Most social platforms are designed for the lowest common denominator user: a white, cisgender, heterosexual American man. It may not surprise you, then, that the values behind these platforms are pretty white, pretty cis, pretty hetero, and very male. Queer folks have different values which we need to design around: self-determination and inclusion.

Queer Design Value: Self-Determination

The ability of an individual and/or group to make decisions about the people, norms, and technical structures they will be impacted by

– Values (Mis)alignment: Exploring Tensions Between Perceived Platform and LGBTQ+ Community Design Values

A platform designed around self-determination lets queer folks decide what happens to them, and in their groups, instead of just leaving it all up to the platform. When it comes to algorithms, that means opting in or out – not every queer person wants to go viral, and that could really hurt someone who isn’t very public about their identity yet. When it comes to moderation, that means the group decides what the standards for content should be.
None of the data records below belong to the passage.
PR #1464, opened 2019-05-14
Add Lightbend to the "Who is using" list

ennru:
... with more use to come.


kiview:
@ennru Awesome, thanks!

PR #1590, opened 2019-07-06
No jdbc driver

jfrench0815:


bsideup:
this changeset seems to be already submitted by @rnorth in #1434.

PR #1594, opened 2019-07-08
attempt to rerun flaky tests after a failure

bsideup:


kiview:
I would prefer something where we would only rerun tests which are known to be flaky. 
So like Spock's `@RetryOnFailure`. 

Maybe we can just have a convention to adding a `flaky` suffix the tests we want to rerun?

bsideup:
@kiview but.. why? :)
Rerun task has `failFast=true`, and, even if rerun starts and at least one test fail again, it won't continue and fail the build.
Having to mark flaky tests as flaky sounds like an additional maintenance to me.

kiview:
I think it's one the one hand additional documentation and it shows that identifying a test as flaky is a conscious decision (e.g. Couchdb test).

Let's assume a real unit tests fails in a test run, because of a simple deterministic bug, but also some flaky tests failed.
We will no re-run the tests, we maybe start with one of the flaky tests, it fails again and `failFast` triggers.

No we manually need to parse the test result and determine if the build failed because of flakyness or real bug. 

Compare this with the first test run already failing without entering the rerun phase (because non-flaky test failed). It's clearer feedback.

I might be overthinking this, but I would prefer to be explicit about flakyness.

rnorth:
Yeah I agree. If it's easy to ignore flaky tests we'll just ignore them. If it's annoying to mark a test as flaky it will encourage us (or contributors) to think twice and maybe fix the test.

bsideup:
Closing, as it seems that the rest of the team is more in favour of marking individual tests as flaky.

P.S. I hope some of them will implement & mark such methods to fix the problem =P

PR #1596, opened 2019-07-09
Support containerised compose when running inside docker

georgespalding:
Copy files into compose container instead of mounting them when testcontainers are used from within docker.

The suggested fix here is to detect if java/testcontainers is run inside a docker container, and if that is the case, copy files into the docker-compose container.

See https://github.com/testcontainers/testcontainers-java/issues/1557#issuecomment-505410748


bsideup:
Hi @georgespalding,

We [generally recommend](https://www.testcontainers.org/supported_docker_environment/continuous_integration/dind_patterns/) mapping the file system to the same path when the build is running inside a container.

Also, the suggested change won't work when Docker Compose file defines volume mappings and/or access the file system (e.g. for configs).

georgespalding:
1. I apologize for opening the PR prematurely. I just found an error in how I'd try to do it: files cannot be copied before creation is done. 
2. I realize that all referenced files need to be in the list of mentioned configs, to make it work, the user has to supply all files referenced from the main compose file. 
3. I found a workaround for bitbucket

I will proceed to decline this PR.

Issue #1603, opened 2019-07-10
Override localstack image using TestcontainersConfiguration


wavetylor:
Currently using the Localstack module is not possible in a situation where pulling public docker images is not possible. 

Testcontainer has a facility to address this, testcontainer.properties, but localstack doesn't take advantage of this. 

It would be excellent if this were the case!

rnorth:
Hi @wavetylor. Sure! I think this would be fine.

If you'd like to raise a PR that would be great. I don't think there should be any serious gotchas. 

The only thing is that the tag/version part probably belongs in the `testcontainers.properties` override (i.e. you'd use the no-args constructor), but I expect that was probably your plan anyway.

Please have a glance over any Localstack related issues/PRs we have (e.g. #1504) so that you can get a sense of other forthcoming changes - not because it impacts this change directly, but more so you can be confident that we'll remain compatible with your custom image!

wavetylor:
@rnorth sounds good. Already working on the changes.

eddumelendez:
Nowadays, testcontainers support [image name substitution](https://www.testcontainers.org/features/image_name_substitution/) which solves issues like this.

@wavetylor feel free to reopen if I missed something.

PR #1604, opened 2019-07-11
#1603 Add configuration to override localstack image location

wavetylor:
Adds support for property`localstack.container.image` in `testcontainer.properties`. 

Also moves the default `VERSION` in LocalStackContainer to be read from TestcontainersConfiguration.

### DIFF
--- a/core/src/main/java/org/testcontainers/utility/TestcontainersConfiguration.java
+++ b/core/src/main/java/org/testcontainers/utility/TestcontainersConfiguration.java
@@ -1,11 +1,14 @@
 package org.testcontainers.utility;
 
+import com.google.common.annotations.VisibleForTesting;
 import lombok.*;
 import lombok.extern.slf4j.Slf4j;
+import org.jetbrains.annotations.Nullable;
 
 import java.io.*;
 import java.net.MalformedURLException;
 import java.util.Objects;
+import java.util.Optional;
 import java.util.Properties;
 import java.util.stream.Stream;
 
@@ -18,8 +21,9 @@ import java.util.stream.Stream;
 public class TestcontainersConfiguration {
 
     private static String PROPERTIES_FILE_NAME = "testcontainers.properties";
+    private static String SYSTEM_PROPERTY_USER_HOME = "user.home";
 
-    private static File GLOBAL_CONFIG_FILE = new File(System.getProperty("user.home"), "." + PROPERTIES_FILE_NAME);
+    private static File GLOBAL_CONFIG_FILE = new File(System.getProperty(SYSTEM_PROPERTY_USER_HOME), "." + PROPERTIES_FILE_NAME);
 
     @Getter(lazy = true)
     private static final TestcontainersConfiguration instance = loadConfiguration();
@@ -144,5 +148,18 @@ public class TestcontainersConfiguration {
         }
 
         return config;
+    }
+
+    /**
+     * <p>Only for testing to workaround the limitations of static, lazy singletons enforced by lombok</p>
+     * @param directoryForGlobalProps if null, defaults to {@code System.property("user.home") }
+     */
+    @VisibleForTesting
+    public void resetConfiguration(@Nullable String directoryForGlobalProps) {
+        String localToUser = Optional.ofNullable(directoryForGlobalProps)
+            .orElse(System.getProperty(SYSTEM_PROPERTY_USER_HOME));
+        GLOBAL_CONFIG_FILE = new File(localToUser + "." + PROPERTIES_FILE_NAME);
+        properties.clear();
+        loadConfiguration();
     }
 }
--- a/core/src/main/java/org/testcontainers/utility/TestcontainersConfiguration.java
+++ b/core/src/main/java/org/testcontainers/utility/TestcontainersConfiguration.java
@@ -74,6 +74,10 @@ public class TestcontainersConfiguration {
         return (String) properties.getOrDefault("pulsar.container.image", "apachepulsar/pulsar");
     }
 
+    public String getLocalStackImage() {
+        return (String) properties.getOrDefault("localstack.container.image", "localstack/localstack:0.8.6");
+    }
+
     public boolean isDisableChecks() {
         return Boolean.parseBoolean((String) properties.getOrDefault("checks.disable", "false"));
     }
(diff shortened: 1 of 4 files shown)


core/src/main/java/org/testcontainers/utility/TestcontainersConfiguration.java
```diff
@@ -145,4 +153,18 @@ private static TestcontainersConfiguration loadConfiguration() {
...
         return config;
     }
+
+    /**
+     * <p>Only for testing to workaround the limitations of static, lazy singletons enforced by lombok</p>
+     *
+     * @param directoryForGlobalProps if null, defaults to {@code System.property("user.home") }
+     */
+    @VisibleForTesting
+    public void resetConfiguration(@Nullable String directoryForGlobalProps) {
```
bsideup: please use system properties for testing, not the files

modules/localstack/src/main/java/org/testcontainers/containers/localstack/LocalStackContainer.java
```diff
@@ -28,16 +29,15 @@
  */
 public class LocalStackContainer extends GenericContainer<LocalStackContainer> {
 
-    public static final String VERSION = "0.8.6";
 
     private final List<Service> services = new ArrayList<>();
 
     public LocalStackContainer() {
-        this(VERSION);
+        this(TestcontainersConfiguration.getInstance().getLocalStackImage().split(":")[1]);
```
bsideup: by default, we should use the provided image

modules/localstack/src/main/java/org/testcontainers/containers/localstack/LocalStackContainer.java
```diff
@@ -28,16 +29,15 @@
...
     }
 
     public LocalStackContainer(String version) {
-        super("localstack/localstack:" + version);
+        super(TestcontainersConfiguration.getInstance().getLocalStackImage().split(":")[0] + ":" + version);
```
bsideup: if the user specifies the version, we should use the official image

modules/localstack/src/test/java/org/testcontainers/containers/localstack/LocalStackImageTest.java
```diff
@@ -0,0 +1,50 @@
...
+import java.io.IOException;
+
+public class LocalStackImageTest {
+
+    @Rule
+    public TemporaryFolder folder = new TemporaryFolder();
+
+    @Before
+    public void setupConfig() throws IOException {
+        File tempDir = folder.newFolder();
```
bsideup: please use system properties instead

modules/localstack/src/main/java/org/testcontainers/containers/localstack/LocalStackContainer.java
wavetylor: This would use the default version, unless the user has already overridden the property.

modules/localstack/src/main/java/org/testcontainers/containers/localstack/LocalStackContainer.java
wavetylor: This would use the default version, unless the user has already overridden the property, which is then exactly what this PR is addressing.

core/src/main/java/org/testcontainers/utility/TestcontainersConfiguration.java
wavetylor: Can you help me understand what you mean here? As far as I can tell, the only way to change these properties is to use files.

modules/localstack/src/main/java/org/testcontainers/containers/localstack/LocalStackContainer.java
bsideup: > This would use the default version, unless the user has already overridden the property.

Yes.

However, we should use the official version, otherwise it breaks the expectation if the overridden image does not have that image tagged

modules/localstack/src/main/java/org/testcontainers/containers/localstack/LocalStackContainer.java
bsideup: If the user overrides the image, we should use it "as it" and pass to `super(TestcontainersConfiguration.getInstance().getLocalStackImage())`.

The image might not have `:` at all

core/src/main/java/org/testcontainers/utility/TestcontainersConfiguration.java
bsideup: Sorry, my bad, I was thinking about another project :D

We need to think about the testing strategy here... a public method is definitely a no go

wavetylor: like my comment says, this class has serious testing limitations. `@VisibleForTesting` is a pretty common pattern here.

modules/localstack/src/test/java/org/testcontainers/containers/localstack/LocalStackImageTest.java
wavetylor: I assume you were thinking of the other project here as well?

core/src/main/java/org/testcontainers/utility/TestcontainersConfiguration.java
```diff
@@ -18,8 +21,9 @@
 public class TestcontainersConfiguration {
 
     private static String PROPERTIES_FILE_NAME = "testcontainers.properties";
+    private static String SYSTEM_PROPERTY_USER_HOME = "user.home";
 
-    private static File GLOBAL_CONFIG_FILE = new File(System.getProperty("user.home"), "." + PROPERTIES_FILE_NAME);
+    private static File GLOBAL_CONFIG_FILE = new File(System.getProperty(SYSTEM_PROPERTY_USER_HOME), "." + PROPERTIES_FILE_NAME);
```
bsideup: unrelated change, could you please revert it?

core/src/main/java/org/testcontainers/utility/TestcontainersConfiguration.java
bsideup: we should definitely improve the testing support for this class, but we cannot afford having this method as a public method

docs/features/configuration.md
```diff
@@ -42,6 +42,9 @@ Some companies disallow the usage of Docker Hub, but you can override `*.image`
 > **kafka.container.image = confluentinc/cp-kafka**  
 > Used by KafkaContainer 
 
+> **localstack.container.image = localstack/localstack:0.8.6**  
+> Use by LocalStackContainer
```
bsideup:
```suggestion
> Used by LocalStackContainer
```

rnorth:
Closing, as #1873 proceeded to make this configurable.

For example, “queer” itself is often flagged as a slur by platforms, which can result in warnings, bans, and deletions – but we know, inside the community, we’re not using it as a slur at all. We can make platforms more supportive of self-determination by taking power out of the hands of algorithms, and putting it back in the hands of queer folks. Maybe an algorithm can suggest which posts could be trouble, but a queer moderator with deep community experience makes the final call.

Queer Design Value: Inclusion

The ability of an online group to widely welcome, support, and reflect the breadth of the community the group engages with while still maintaining group safety

– Values (Mis)alignment: Exploring Tensions Between Perceived Platform and LGBTQ+ Community Design Values

A platform designed for inclusion helps folks keep themselves safe while doing everything it can to cut down on toxic gatekeeping behavior. Since that gatekeeping is often done by mods and admins, that also means keeping them in line is part of inclusion, too. It’s pretty reasonable for us to worry about letting people into our spaces – folks could be looking to troll, to mass report so everyone gets banned, or they could just be good old fashioned assholes. The more we worry, though, the more we’re tempted to exclude – and often, the people it is hardest to vet are the people who need our spaces the most, like baby queers. We can make platforms more inclusive with some technical tricks; for example, imagine if new members had to be in a sandbox for a while, with members that are specially trained in helping people get up to speed and solving conflicts – no one’s excluded unjustly, but the group gets a chance to make sure the new person understands and can handle the rules. Of course, none of that means anything if the admins and mods aren’t inclusive, and there’s no guarantee that the people who started a group are the right ones to run it once it gets big. To be more inclusive, platforms could require regular leadership elections, and maybe even walk you through writing a lightweight “constitution” for your group once it gets to a certain size.